Solsticio de invierno
   José María Merino (España)

   En el cielo del amanecer brillaba con fuerza aquel insólito lucero que la gente común contemplaba con asombro, pero el capitán sabía que era uno de los satélites de comunicaciones que permitían a su ejército mantener la supremacía en aquella guerra interminable
   –Mi capitán– transmitió el cabo. –Aquí solo hay varios civiles refugiados, unos pastores que han perdido el rebaño por el impacto de un obús y una mujer a punto de dar a luz.
   El capitán, desde la torreta del carro, observaba el establo con los prismáticos.
   –Registradlo todo con cuidado. 
   –Mi capitán –transmitió otra vez el cabo–, también hay un perturbado, vestido con una túnica blanca, que dice que va a nacer un salvador y otras cosas raras.
   –A ese me lo traéis bien sujeto.
   –Mi capitán –añadió el cabo, con la voz alterada–, la mujer se ha puesto de parto.
   –Bienvenido al infierno– murmuró el capitán, con lástima.
   A la luz del alba, aparecieron en la loma cercana las figuras de tres camellos cargados de bultos y montados por jinetes de raras vestiduras, y el capitán los observaba acercarse, indeciso.
   –Abrid fuego –ordenó al fin. –No quiero sorpresas.



Noches de Reyes
   Rafael Reig (España)

   Ya había cumplido once, pero se negaba a aceptar la realidad.
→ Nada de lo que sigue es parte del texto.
PR #17618, opened 2025-01-30
Extract UI nodes into a Vec

ickshonpe:
# Objective

Extract UI nodes into a `Vec` instead of an `EntityHashMap`.

## Solution

Extract UI nodes into a `Vec` instead of an `EntityHashMap`.
Store an index into the `Vec` in each transparent UI item.
Compare both the index and render entity in prepare so there aren't any collisions.

## Showcase

Yellow this PR, Red main

```
cargo run --example many_buttons --release --features trace_tracy
```

`extract_uinode_background_colors`
extract_uinode_background_colors

`extract_uinode_images`
extract_uinode_images

`prepare_uinodes`
prepare_uinodes_vec

### DIFF
--- a/crates/bevy_ui/src/render/box_shadow.rs
+++ b/crates/bevy_ui/src/render/box_shadow.rs
@@ -12,7 +12,6 @@ use bevy_color::{Alpha, ColorToComponents, LinearRgba};
 use bevy_ecs::prelude::*;
 use bevy_ecs::{
     prelude::Component,
-    storage::SparseSet,
     system::{
         lifetimeless::{Read, SRes},
         *,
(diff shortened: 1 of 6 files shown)


alice-i-cecile:
How does an `EntityIndexSet` compare? @Victoronz may have ideas.

mockersf (approved):

alice-i-cecile (approved):

Victoronz:
It seems that the speedup gained from just not hashing at all outweighs the slowdown from the n^2 filtering required to retrieve it again.
While `EntityIndexMap` could be faster than the `EntityHashMap` case, I think the `Vec` here would still be faster than both.
What I am however curious about is this:
Given that it was a `HashMap` before, there was no defined order, which means that if we are storing these items in a `Vec` instead, we could use the ordering to signify where an item is stored.

Instead of using indexes, you could sort the initial list of keys for which you want to push stuff by `Entity`. When retrieving, you just resort the keys, and you can retrieve the items in the same manner, no filtering required.
That is what I would guess to be fastest here!

alice-i-cecile:
Leaving Victoronz suggestions for follow-up; they're great but this is a clear huge win.

PR #17626, opened 2025-01-31
Add a test for direct recursion in required components.

ElliottjPierce:
I realized there wasn't a test for this yet and figured it would be trivial to add. Why not? Unless there was a test for this, and I just missed it?

I appreciate the unique error message it gives and wanted to make sure it doesn't get broken at some point. Or worse, endlessly recurse.

### DIFF
--- a/crates/bevy_ecs/src/lib.rs
+++ b/crates/bevy_ecs/src/lib.rs
@@ -2662,6 +2662,18 @@ mod tests {
         World::new().register_component::<A>();
     }
 
+    #[test]
+    #[should_panic = "Recursive required components detected: A → A\nhelp: Remove require(A)."]
+    fn required_components_self_errors() {
+        #[derive(Component, Default)]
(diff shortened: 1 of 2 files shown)


mockersf (approved):

Carter0 (approved):

crates/bevy_ecs/src/lib.rs
```diff
@@ -2662,6 +2662,18 @@ mod tests {
...
+    fn required_components_self_errors() {
+        #[derive(Component, Default)]
+        #[require(A)]
+        struct A;
+
+        World::new().register_component::<A>();
+    }
+
+    // These structs are primarily compilation tests to test the derive macros. Because they are
+    // never constructed, we have to manually silence the `dead_code` lint.
```
alice-i-cecile, line 2676:
```suggestion
```

alice-i-cecile (approved):

PR #6659, opened 2022-11-17
Opt out change detection

james7132:
# Objective
Allow users to opt out of change detection at the type level. Change detection comes with a performance cost on every mutative query. Disabling change detection at the type level can act as a performance optimization for all queries it's involved in.

## Solution
Add the constant `CHANGE_DETECTION_ENABLED` to `Component` and have it default to true. Extend the `Component` derive macro to allow easy configuration of this constant. Use this constant to return constant `false` results to change detection queries.

```rust
#[derive(Component)]
#[component(change_detection = false)]
pub struct ChangeDetectionless;
```

Disabling change detection will make `Mut::is_added`, `Mut::is_changed`, `Added<T>` queries, and `Changed<T>` all to return false. Any query using the filters will return empty results.

ZSTs will always make `Mut::set_changed` a no-op, even if change detection is enabled.

### Follow-up

 * Disable change detection on all render world types.
 * Disable storage based on this constant (if possible without incurring a performance penalty).

Issue #4882, opened 2022-05-31
Change Detection as Components / Opt-in or opt-out of Change Detection


james7132:
## What problem does this solve or what need does it fill?
Currently change detection is hard-coded from userspace all the way to ECS storage. This adds quite a bit of extra effort to maintain it at every level in bevy_ecs. Logically speaking, the change ticks included are always kept parallel to the base storage, and can be seen as a companion component that is always present with every component in the World. If this is the case, it may make sense to actually make the change detection ticks their own component.

This can allow for disabling change detection entirely for types which can remove the memory and CPU overhead for small component types that don't really need it (i.e. usize newtypes or ZSTs). 

This would also remove all storage-level special casing required for change detection. For example, moving entities from table to table doesn't require knowledge of the change ticks. It's copied from column to column like any other component.

## What solution would you like?

- Remove all special casing for `ComponentTicks` in storage and add `ChangeTicks<T: Component>` as an engine provided component.
- Add Component hooks that automatically add or remove the ticks if the component is added/removed. This can be done via hooks or be the only hard-coded part of this.
- Update `Mut` to fetch both `&mut T` and `&mut ChangeTicks<T>`.
- Add an associated type to `Component` that changes `WriteFetch` to retrieve `&mut T` when change detection is disabled, and `Mut<T>` when it isn't. Update the derive macro to enable/disable this behavior.
- Update change detection fetches/filters to rely on `Component<Write=Mut<Self>>`

## What alternative(s) have you considered?

1. Leave change detection as it is.
2. Alter storage to use `Option<Vec<UnsafeCell<ComponentTicks>>>` instead.

alice-i-cecile:
My initial instinct is that the component-based design is going to be the most maintainable form of this.

As for default behavior, ideally I'd like opt-out for most things, but opt-in for ZSTs.

bjorn3:
Isn't a component based approach less efficient for sparse storage?

james7132:
Arguably. We're still randomly accessing the change ticks now. Though this does add one additional SparseArray lookup in that path.

james7132:
> As for default behavior, ideally I'd like opt-out for most things, but opt-in for ZSTs.

I would actually argue for opt-in by default, but have it explicitly enabled on all user-facing first-party bevy components (i.e. Transform). In a lot of my own game code, I use the change detection filters and checks surprisingly rarely in the default case.

bjorn3:
[...]

PR #17629, opened 2025-02-01
As-needed change detection

SpecificProtagonist:
# Objective

Make change detection optional in a runtime-configurable way.
See #4882.
For prior art, also see #6659, which statically determined whether query items would be change-detection-enabled based on the type of the component.

## Solution

Querying for `&mut T` now gives you a `Mut<T>` (newly introduced type) instead of a `RefMut<T>` (previously called `Mut`). This still writes change ticks, but doesn't let you read them. Resources are unchanged.

By default, change detection is disabled for all components. It can be manually enabled via `World::enable_change_detection::<T>()`. Using a query with a `Ref<T>`, `Mut<T>`, `Added<T>` or `Changed<T>` term also enables change detection for `T` if not yet enabled, but prints a warning if entities with this component exist (as their change ticks were missed).

Updating change ticks via `MutMarkChanges` does not branch: When change detection for `T` is disabled, they're instead written to a dummy sink.

This PR doesn't turn change ticks into components of their own, which can happen in a followup if desired.

|typed|mutation|tick read|old type  |new type           |old query term  |new query term|
|-----|--------|---------|----------|-------------------|----------------|--------------|
|❌   |❌      |❌       |Ptr       |Ptr                |—               |—             |
|❌   |❌      |✅       |          |                   |—               |—             |
|❌   |✅      |❌       |          |MutUntyped         |—               |—             |
|❌   |✅      |✅       |MutUntyped|RefMutUntyped      |—               |—             |
|✅   |❌      |❌       |&T        |&T                 |&T              |&T            |
|✅   |❌      |✅       |Ref\<T\>  |Ref\<T\>           |Ref\<T\>        |Ref\<T\>      |
|✅   |✅      |❌       |          |Mut\<T\>           |                |&mut T        |
|✅   |✅      |✅       |Mut\<T\>  |RefMut\<T\>        |&mut T, Mut\<T\>|RefMut\<T\>   |

Many methods that previously worked with `Mut`/`MutUntyped` now have both a version with and without read access to change ticks (this is responsible for much of the line count; if you review this PR, going commit by commit helps). There's likely some opportunity for deduplication there, but I wanted to go with the simple solution for the initial PR.

This design should be easy to expand to coarse-grained (per-table) ticks, but doesn't make multi-level or equality based change detection easier.

## Status

This is in draft. I haven't pushed quite all the changes described above, but because of several ecs changes that have been merged since, it will be easier to recreate the changes than to rebase them.

Most of the diff (and growth in line count) is because many `_mut` methods have been split into a `_mut` and `_mut_with_ticks` variant. Can and should we prevent this duplication by making them generic over this – e.g. instead of `get_mut<T: Component<Mutability = Mutable>>(…` and `get_mut_with_ticks<T: Component<Mutability = Mutable>>(…` we would have `get_mut<T: Component<Mutability = Mutable>, const TICKS: bool>(`?

Besides this, there is more important work to do:
- Performance
  - Benchmark this!
  - Does this allow autovectorization? Should the dummy sink be turned into an array of 4 or 8 or so change ticks to help with that? 
  - Work on parallel iteration so multiple threads aren't fighting over ownership of the same cache line
- Is this the user interface we want – are there footguns (e.g. with `SystemRegistry`), bad edge cases, or unwieldiness?
- Add change tick access for dynamic queries & ReflectComponent
- Consider splitting enabling of added and changed ticks
- Consider pointer type which optionally lets you read change ticks, if present. Use this to reduce API duplication.
- Adjust APIs that expect change tracking to always be present, write new tests, write documentation incl. migration guide

## Testing

(todo)

## Showcase

```rust
let id = world.register_component::<Foo>();
assert!(!world.components().get_info(id).unwrap().change_detection());
```

## Migration Guide
(todo)

### DIFF
--- a/crates/bevy_ecs/src/world/entity_ref.rs
+++ b/crates/bevy_ecs/src/world/entity_ref.rs
@@ -4420,7 +4420,7 @@ pub unsafe trait DynamicComponentFetch {
 // - No mutable references are returned by `fetch_ref`.
 unsafe impl DynamicComponentFetch for ComponentId {
     type Ref<'w> = Ptr<'w>;
-    type Mut<'w> = MutUntyped<'w>;
+    type Mut<'w> = MutMarkChangesUntyped<'w>;
 
     unsafe fn fetch_ref(
         self,
@@ -4445,7 +4445,7 @@ unsafe impl DynamicComponentFetch for ComponentId {
 // - No mutable references are returned by `fetch_ref`.
 unsafe impl<const N: usize> DynamicComponentFetch for [ComponentId; N] {
     type Ref<'w> = [Ptr<'w>; N];
-    type Mut<'w> = [MutUntyped<'w>; N];
+    type Mut<'w> = [MutMarkChangesUntyped<'w>; N];
 
     unsafe fn fetch_ref(
         self,
@@ -4467,7 +4467,7 @@ unsafe impl<const N: usize> DynamicComponentFetch for [ComponentId; N] {
 // - No mutable references are returned by `fetch_ref`.
 unsafe impl<const N: usize> DynamicComponentFetch for &'_ [ComponentId; N] {
     type Ref<'w> = [Ptr<'w>; N];
-    type Mut<'w> = [MutUntyped<'w>; N];
+    type Mut<'w> = [MutMarkChangesUntyped<'w>; N];
 
     unsafe fn fetch_ref(
         self,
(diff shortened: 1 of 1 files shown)


alice-i-cecile:
> I'd also be happy to hear about better name suggestions – e.g. should Mut be renamed to something like MutWithTicks and MutMarkChanges to Mut (and which one would be easier for migration)?

I would prefer this flavor of design: the "nice" name should be the one returned by default.

PR #17631, opened 2025-02-01
anti-alias outside the edges of UI nodes, not across them

### LINKED ISSUE #17561: UI Node with border radius causes background pixels to come through on the inside of rounded corners
## Bevy version

from 0.14 (where rounded corners were introduced) until the current main branch

```
SystemInfo { os: "macOS 15.2 Sequoia", kernel: "24.2.0", cpu: "Apple M2", core_count: "8", memory: "16.0 GiB" }
```

Although I believe this bug exists on every device.

## What you did

Spawn a Node with a border radius that is bigger than the border size, so that the inside of the border become rounded. 

Example `main.rs` to reproduce (tested on main branch but should also work with bevy 15.x):
```
use bevy::{
    color::palettes::css::{BLUE, GREEN, WHITE},
    prelude::*,
};

fn main() {
    App::new()
        .add_plugins(DefaultPlugins)
        .add_systems(Startup, setup)
        .run();
}

    commands.spawn(Camera2d);
    commands
        .spawn((
            Node {
                width: Val::Percent(100.),
                height: Val::Percent(100.),
                ..default()
            },
            BackgroundColor(WHITE.into()),
        ))
        .with_children(|parent| {
            parent.spawn((
                Node {
                    width: Val::Percent(80.0),
                    height: Val::Percent(80.0),
                    border: UiRect::all(Val::Px(20.)),
                    ..default()
                },
                BackgroundColor(BLUE.into()),
                BorderColor(GREEN.into()),
                BorderRadius::all(Val::Px(30.0)),
            ));
        });
}
```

No existen los Reyes. ¡Cómo que no! Yo he visto que se han bebido el agua y se han comido los mazapanes. El agua me la bebo yo, le decía Gerardo. Y yo los mazapanes, explicaba Carmen. La niña se resistía. Prefería seguir sin saberlo. Juraba que había oído las pisadas de los camellos. Nosotros somos los Reyes. No puede ser. ¿Y por qué no puede ser? Pues… porque… ¿entonces quién es el tercero? ¡Falta un Rey! De pronto, la niña se rindió y dijo desilusionada: Es verdad. El tercero es el tío Julio, ¿a que sí? Por eso viene cuando no está papá, ¿verdad? ¡Basta de tonterías! Los Reyes somos papá y mamá. Ahora vete a tu cuarto. Gerardo no miró a Carmen, que se había puesto muy roja. Él también prefería no saber. ¿Para qué perder la ilusión? Julio era el hermano pequeño de Gerardo, el tercer Rey Mago.